Ask HN: How should I prepare for Google “Software Engineer,Front End” interview? - meatyapp
https:&#x2F;&#x2F;careers.google.com&#x2F;jobs#!t=jo&amp;jid=&#x2F;google&#x2F;software-engineer-front-end-1600-amphitheatre-pkwy-mountain-view-ca-2551200098&amp;<p>I am not sure whether I should focus on data structures &amp; algorithms or more web dev stuff.
======
imauld
This has made the rounds here previously. Hope it helps:

[https://github.com/jwasham/coding-interview-
university](https://github.com/jwasham/coding-interview-university)

------
abhimt
Below link has good set of problems. Hope this helps:
[http://www.techiedelight.com/list-of-
problems/](http://www.techiedelight.com/list-of-problems/)

------
haidrali
As far as I know google has standard procedure for hiring software engineers
regardless of of front end or backend, phone screenings followed by on-site
interviews. You are supposed to have good data structure and algorithmic
knowledge. I would suggest to go with data structure and algorithms, also
System Design is very important and your past projects ( if you are
experienced one ). Try to get as much information as possible from your
recruiter about your interview that will surely help.

Best of luck for the interview.

------
auslegung
I assumed this was a common enough subject of blog posts and Reddit
discussions that a Google search should answer your question. Maybe not
though. Too sleepy to check right now, but best of luck!

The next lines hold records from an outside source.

PR #207, opened 2025-07-15
feature(tinyusb_msc): Support second LUN

roma-jam:
## Testing

---

## Checklist

Before submitting a Pull Request, please ensure the following:

- [ ] 🚨 This PR does not introduce breaking changes.
- [ ] All CI checks (GH Actions) pass.
- [ ] Documentation is updated as needed.
- [ ] Tests are updated or added as necessary.
- [ ] Code is well-commented, especially in complex areas.
- [ ] Git history is clean — commits are squashed to the minimum necessary.

PR #208, opened 2025-07-16
refactor(tinyusb_msc): Changed the name of the auto mount flag

roma-jam:
## Description

Changing the flag name to make it common for every storage, not only LUN0.

## Related

N/A

## Testing

N/A

---

## Checklist

### DIFF
--- a/device/esp_tinyusb/include/tinyusb_msc.h
+++ b/device/esp_tinyusb/include/tinyusb_msc.h
@@ -117,12 +117,12 @@ typedef struct {
 typedef struct {
     union {
         struct {
-            uint16_t lun0_auto_mount_off: 1;
+            uint16_t auto_mount_off: 1;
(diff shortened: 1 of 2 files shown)


roma-jam:
@peter-marcisovsky @igi540 

This is a small but important change to the public API: flag now applies for all storages, not only the one which mapped to LUN0. 

I added that flag before and thought to make individual flag for every storage, but after implementing the several storages support in here: https://github.com/espressif/esp-usb/pull/207, I realized that this is not important. 

So, I want to change it before the first release, to not to create the breaking change after. 

PTAL.

roma-jam:
@igi540 

No, no specific requests. Just when I refactored the MSC driver, I saw the possibility to expose SPI Flash and SD/MMC filesystems to USB Host simultaneously with not so much effort. So, I decided to add it.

All I can think of is that there are books written about the logic puzzles and
algorithms Google uses in their interviews, but take that with a grain of
salt.

------
skylark
All of the above. You should be ready to answer standard ds/alg whiteboard
questions, have a strong grasp of JavaScript, and be ready to answer system
design questions related to client side development.